Supreme Court of Georgia.
Submitted January 20, 1978. Decided March 8, 1978.James Marion Mydell, pro se.
Andrew J. Ryan, III, District Attorney, Robert M. Hitch, III, Assistant District Attorney, Arthur K. Bolton, Attorney General, for appellee.
UNDERCOFLER, Presiding Justice.
James Marion Mydell is serving a life sentence for armed robbery. Mydell v. State, 238 Ga. 450 (233 SE2d 199) (1977). He brought this mandamus action, pro se, against the clerk of Chatham County for a copy of his arrest and trial records and transcript on that conviction. The trial court denied his petition based on his petition alone and without making findings of fact and conclusions of law. Mydell appeals. We affirm.
Mydell asserts that he needs a copy of his record and trial transcript to use as evidence in a pending habeas corpus action. "`. . . There must be some justification or showing of necessity beyond a mere naked demand for a transcript. While there is a basic right to a free transcript to perfect a timely direct appeal, there is no absolute right to a free transcript just so the prisoner may have it, and some justification for use in a habeas corpus or related proceeding must be shown in order to be entitled to such records in a collateral attack on the sentence. See Wade v. Wilson, 396 U.S. 282 (90 SC 501, 24 LE2d 470) [1969]; Bentley v. United States, 431 F2d 250 [6th Cir. 1970]; Hines v. Baker, 422 F2d 1002 [10th Cir. 1970]; Smith v. United States, 421 F2d 1300 [6th Cir. 1970]; United States v. Mitchell, 312 FSupp. 515 [E. D. Va. 1970].'" Wilson v. Downie, 228 Ga. 656, 658 (187 SE2d 293) (1972). (Emphasis supplied.)
While we recognize the problems inherent in a case filed pro se in the county in which he was tried by a prisoner incarcerated at Reidsville, we find that more is required of the trial court than a summary denial of the prisoner's petition based on the complaint alone, which here is sufficient to state a claim.

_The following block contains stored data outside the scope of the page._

PR #6135, opened 2026-06-14
Make fibonacci interval functions public

### LINKED ISSUE #6130: Duration.fibonacci() is @KotestInternal but the eventually docs recommend it
## Which version of Kotest are you using
6.1.10

## Summary

The [eventually documentation](https://kotest.io/docs/assertions/eventually.html) and the API surface disagree. The documentation recommends configuring a fibonacci interval via:

```kotlin
intervalFn = 100.milliseconds.fibonacci()
```

As of 6.1.10, `Duration.fibonacci()` and `FibonacciIntervalFn` in `io.kotest.assertions.nondeterministic` are annotated `@KotestInternal`, so following the documentation produces:

```
This declaration needs opt-in. Its usage should be marked with '@io.kotest.common.KotestInternal' or '@OptIn(io.kotest.common.KotestInternal::class)'
```

It is important to note that for builds compiled with `allWarningsAsErrors = true` this is not a warning but a compile failure. We encountered it migrating a service from Kotest 5.3.1 to 6.1.10, where the equivalent `interval = 100.milliseconds.fibonacci()` was public API in `io.kotest.assertions.until`.

## Expected behaviour

If it matches the direction you want to take, I would suggest making `Duration.fibonacci()` and `FibonacciIntervalFn` public. `intervalFn` and `DurationFn` are already the designed public extension point, and a fibonacci interval is a sensible growth curve to offer out of the box, as Kotest 5 did. If the intent is instead for users to supply their own `DurationFn`, then the documentation should show a hand-rolled implementation and stop recommending the internal helper. Either resolution is workable but the current doc ambiguity should be resolved.

Possibly related: #6104, which proposes more expressive `EventuallyConfiguration` helpers and could subsume the public-API question??

mvanhorn:
## Summary

The `eventually` docs recommend configuring a fibonacci backoff with
`eventuallyConfig { intervalFn = 100.milliseconds.fibonacci() }`, but as of 6.1.x the
`FibonacciIntervalFn` class in `io.kotest.assertions.nondeterministic` is annotated
`@KotestInternal`. `Duration.fibonacci()` is already public, yet the type it returns is
not, so following the docs requires a `@OptIn(KotestInternal::class)`. For consumers that
compile with `allWarningsAsErrors = true` this is a hard build failure. In Kotest 5 the
equivalent usage was public API.

This removes the `@KotestInternal` annotation (and the now-unused
`io.kotest.common.KotestInternal` import) from `FibonacciIntervalFn`, bringing it in line
with the sibling `ExponentialIntervalFn`, which is already public and implements the same
public `DurationFn` interface. The internal `fibonacci(n: Int)` helper stays `internal`.

The binary-compatibility signature file `kotest-assertions-core.api` was regenerated with
`./gradlew :kotest-assertions:kotest-assertions-core:apiDump` (not hand-edited) to add the
now-public `FibonacciIntervalFn` entry, mirroring the existing `ExponentialIntervalFn`
entry.

## Why this matters

Following the published `eventually` documentation should not require an opt-in to an
internal API, and should not break builds that treat warnings as errors. The documented
extension point (`intervalFn` / `DurationFn`) is already the designed public surface, and a
fibonacci growth curve is a sensible built-in alongside the already-public exponential one.

https://github.com/kotest/kotest/issues/6130

## Testing

- `./gradlew :kotest-assertions:kotest-assertions-core:compileKotlinJvm -PjvmOnly=true` - passes.
- `./gradlew :kotest-assertions:kotest-assertions-core:jvmTest --tests "io.kotest.assertions.nondeterministic.FibonacciIntervalTest" -PjvmOnly=true` - passes, including a new case asserting that `eventuallyConfig { intervalFn = 100.milliseconds.fibonacci() }` compiles and runs with no `@OptIn` and yields a `FibonacciIntervalFn`.
- `./gradlew :kotest-assertions:kotest-assertions-core:apiCheck -PjvmOnly=true` - passes after the `apiDump` regeneration, so binary-compatibility validation stays green.

Fixes #6130

### DIFF
--- a/kotest-assertions/kotest-assertions-core/src/jvmTest/kotlin/io/kotest/assertions/nondeterministic/FibonacciIntervalTest.kt
+++ b/kotest-assertions/kotest-assertions-core/src/jvmTest/kotlin/io/kotest/assertions/nondeterministic/FibonacciIntervalTest.kt
@@ -6,7 +6,9 @@ import io.kotest.core.spec.style.FunSpec
 import io.kotest.matchers.comparables.shouldBeGreaterThan
 import io.kotest.matchers.comparables.shouldBeLessThan
 import io.kotest.matchers.shouldBe
+import io.kotest.matchers.types.shouldBeInstanceOf
 import kotlin.time.Duration.Companion.hours
+import kotlin.time.Duration.Companion.milliseconds
 import kotlin.time.Duration.Companion.minutes
 
 @EnabledIf(LinuxOnlyGithubCondition::class)
@@ -70,6 +72,17 @@ class FibonacciIntervalTest : FunSpec() {
                u shouldBeGreaterThan max
             }
          }
+      }
+
+      // https://github.com/kotest/kotest/issues/6130
+      // The eventually docs recommend `intervalFn = 100.milliseconds.fibonacci()`. This must
+      // compile and run without any @OptIn, i.e. fibonacci() and the type it returns
+      // (FibonacciIntervalFn) are public, non-opt-in API.
+      test("fibonacci() is usable as a public eventuallyConfig intervalFn without opt-in") {
+         val config = eventuallyConfig {
+            intervalFn = 100.milliseconds.fibonacci()
+         }
+         config.intervalFn.shouldBeInstanceOf<FibonacciIntervalFn>()
       }
    }
 }
--- a/kotest-assertions/kotest-assertions-core/api/kotest-assertions-core.api
+++ b/kotest-assertions/kotest-assertions-core/api/kotest-assertions-core.api
@@ -469,6 +469,13 @@ public final class io/kotest/assertions/nondeterministic/ExponentialIntervalFnKt
 	public static synthetic fun exponential-4_FzEXg$default (JDLkotlin/time/Duration;ILjava/lang/Object;)Lio/kotest/assertions/nondeterministic/ExponentialIntervalFn;
 }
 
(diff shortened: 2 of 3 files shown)


kotest-assertions/kotest-assertions-core/src/jvmTest/kotlin/io/kotest/assertions/nondeterministic/FibonacciIntervalTest.kt
```diff
@@ -71,5 +73,16 @@ class FibonacciIntervalTest : FunSpec() {
...
+      // https://github.com/kotest/kotest/issues/6130
+      // The eventually docs recommend `intervalFn = 100.milliseconds.fibonacci()`. This must
+      // compile and run without any @OptIn, i.e. fibonacci() and the type it returns
+      // (FibonacciIntervalFn) are public, non-opt-in API.
+      test("fibonacci() is usable as a public eventuallyConfig intervalFn without opt-in") {
+         val config = eventuallyConfig {
+            intervalFn = 100.milliseconds.fibonacci()
+         }
+         config.intervalFn.shouldBeInstanceOf<FibonacciIntervalFn>()
+      }
```
alfonsoristorato, line 86: thanks - unfortunately we don't require `OptIn` within kotest, but we'll eventually write a test to check this contract is not changed

alfonsoristorato (approved):
thanks a lot 😄

mvanhorn:
Appreciate you landing this, @alfonsoristorato. Making the fibonacci interval functions public matches what the eventually docs already recommend.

See Stalling v. State, 231 Ga. 37 (200 SE2d 121) (1973). The burden, however, is on the prisoner to go forward with his case.
The prisoner may offer to prove his case by affidavit. While this ruling is against the weight of the general law,[1] we find an exception necessary and appropriate in a *25 situation such as this. Here a prisoner is being held in another county and not available to pursue his case in person; on the other hand, the action is not personal to the respondent, the clerk, who will merely make or not make the record available to the prisoner or his attorney according to the ruling of the trial court. Therefore the need for cross examination is not as crucial. The affidavit[2] should set out the particular reasons why the transcript is necessary, and should include a statement that the petitioner or his attorney have never previously been supplied a copy of his transcript and record, and that it is not otherwise available to him. Corn v. State, 240 Ga. 488 (240 SE2d 694) (1978); Heard v. Allen, 234 Ga. 409 (216 SE2d 306) (1975). A copy of the pending or proposed habeas petition should be attached. Similarly, the clerk may certify that a copy of the transcript has previously been provided the defendant or his attorney. From this, the trial court can make appropriate findings of fact and conclusions of law in determining whether the prisoner has shown some justification or necessity for a copy of his trial transcript and record.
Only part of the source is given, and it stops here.